Once you’re on the phone, your goal is simple: find out, in their own words, how they describe their problem. Ask several follow-up questions. Here are some I used:

  • Why is [problem] your number-one problem?
  • Has anything ever worked to solve the problem? Why or why not?
  • What’s the one thing you wish you could do about this problem?
  • What do you think you need to be successful?
  • How could someone like me help?

During these calls, I’d be furiously writing down their answers, exactly how they worded it. This is more valuable than any SEO tactic or keyword research strategy; you’re hearing from real people how they describe their problem.

I had about eight of these calls, and after I finished, I had an enormous amount of feedback from real people.

This leads us to the final step.

5. Create a Sales Page Using All the Feedback, Phrases, Keywords, and Responses

Now it’s time to finally create your sales page.

Do you see the difference here? Would-be coaches start here, filling up the page with everything they think they know about the problem, their solution, and how you’ll be 100 percent satisfied working with them. 

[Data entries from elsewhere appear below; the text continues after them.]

PR #949, opened 2021-03-24
[ETCM-685] Improve pivot block selection

robinraju:
# Description

If Mantis connects with a peer with the best block number bigger than other nodes (the difference bigger than `pivotBlockOffset`) it will wait for a minimum number of voters infinitely and never choose pivot block and will never start to sync.

# Proposed Solution

If a particular pivot block cannot be confirmed,
 * the pivot block number is pushed back by a configured amount of blocks and the confirmation process repeats.
 * if a maximum number of retries is reached, the task fails and the whole process is restarted.

`PivotBlockSelector.scala`

# Testing

Unit tests were added.

### DIFF
--- a/src/main/scala/io/iohk/ethereum/blockchain/sync/fast/PivotBlockSelector.scala
+++ b/src/main/scala/io/iohk/ethereum/blockchain/sync/fast/PivotBlockSelector.scala
@@ -35,13 +35,23 @@ class PivotBlockSelector(
   import PivotBlockSelector._
   import syncConfig._
 
+  private var pivotBlockRetryCount = 0
+
+  //TODO make these config params
+  private val pivotBlockNumberResetDelta: BigInt = 50
+  private val maxPivotBlockFailuresCount = 3
+
   override def receive: Receive = idle
 
   private def idle: Receive = handlePeerListMessages orElse { case SelectPivotBlock =>
-    val election @ ElectionDetails(correctPeers, expectedPivotBlock) = collectVoters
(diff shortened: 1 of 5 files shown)


dzajkowski (approved):

src/main/scala/io/iohk/ethereum/blockchain/sync/fast/PivotBlockSelector.scala
```diff
@@ -188,12 +210,20 @@ class PivotBlockSelector(
...
+        .map(_ - pivotBlockNumberResetDelta.max(0))
+        .getOrElse(bestPeerBestBlockNumber)
+
+    val expectedPivotBlock = (currentBestBlockNumber - syncConfig.pivotBlockOffset).max(0)
     val correctPeers = peersSortedByBestNumber
       .takeWhile { case (_, number) => number >= expectedPivotBlock }
       .map { case (peer, _) => peer }
 
-    ElectionDetails(correctPeers, expectedPivotBlock)
+    ElectionDetails(correctPeers, currentBestBlockNumber, expectedPivotBlock)
```
jvdp, line 226: I think there's a nice opportunity to split some of the functionality in this file out into a couple pure functions / methods involving the `ElectionDetails` type. We could add some unit tests for it that way.

jvdp (approved):
It gets the job done and nothing is standing out but that `PivotBlockSelector` is pretty smelly and is getting just a bit worse with these additions.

You, on the other hand, are approaching customers with a custom-made, personalized package backed by actual data that speaks directly to their problem, in their own words. It’s an incredibly effective strategy, one that you can use to start getting dozens of clients immediately.  

This five-step model ensures this sales page is exactly what your readers are looking for, immediately recognizable as someone who really cares, and really understands the problem.

Here’s the link to my old sales page for my particular coaching package on this topic:

If you read carefully, you’ll see dozens of phrases, keywords, and responses from real people describing their problem and their ideal solution.

The first few paragraphs really capture this:

You know how frustrating it is, but what can you do?

You know exactly what you should do. You want to do it. But for some reason, you procrastinate. You don’t even know why, but that’s what happens every time.

You’ve started strong so many times.

You block out a time on the calendar (or an entire day) to just do it: Write. Workout. Start that business. You promised yourself you’d be disciplined, maintain your motivation, and be consistent. You force yourself to sit down, butt-on-chair, follow a routine, and just do the work.

These were actual responses from the eight people I interviewed. People said, “I just want to force myself to sit down and put my butt in the chair.” Or, “I just block out time on the calendar, but that never works.” 

I wrote them all down, stuffing the sales page with their words. 

There are a million different structures for sales letters, and I won’t get into them now. I like the Star, Story, Solution structure from Russel Brunson, founder of ClickFunnels. It’s a three-part script that I’ve come to love (here’s the actual script if you want it). 

Whatever structure you use, make sure to use as many of the responses, phrases, and keywords your readers used on the phone.

In Conclusion

Now, it’s just a matter of getting people to see that sales page. Your hottest leads? The people you spoke with on the phone, obviously. I had about a 50 percent conversion rate for those people. 

Your next hottest leads are the rest of your responders to your initial survey. I got about a 20 percent conversion rate for those people. 

With each coaching call, I began tweaking and updating the sales page with even more phrases, keywords, and feedback I got. Soon, it was running itself; I’d funnel new and current readers to the sales letter, and I got dozens of clients in a few months, topping out around nearly 100 clients in my first year.

Many entrepreneurs replay the same mental block to themselves over and over: “I’m not a coach. I don’t know how to coach people. No one would pay me to coach them. I’m not certified.”

I’ve learned that coaching clients don’t want fancy certifications, they want results. If you can help someone get from Point A to point B, they’ll pay you.

Do the work. Find out your readers’ biggest problem, then solve it. The money will follow.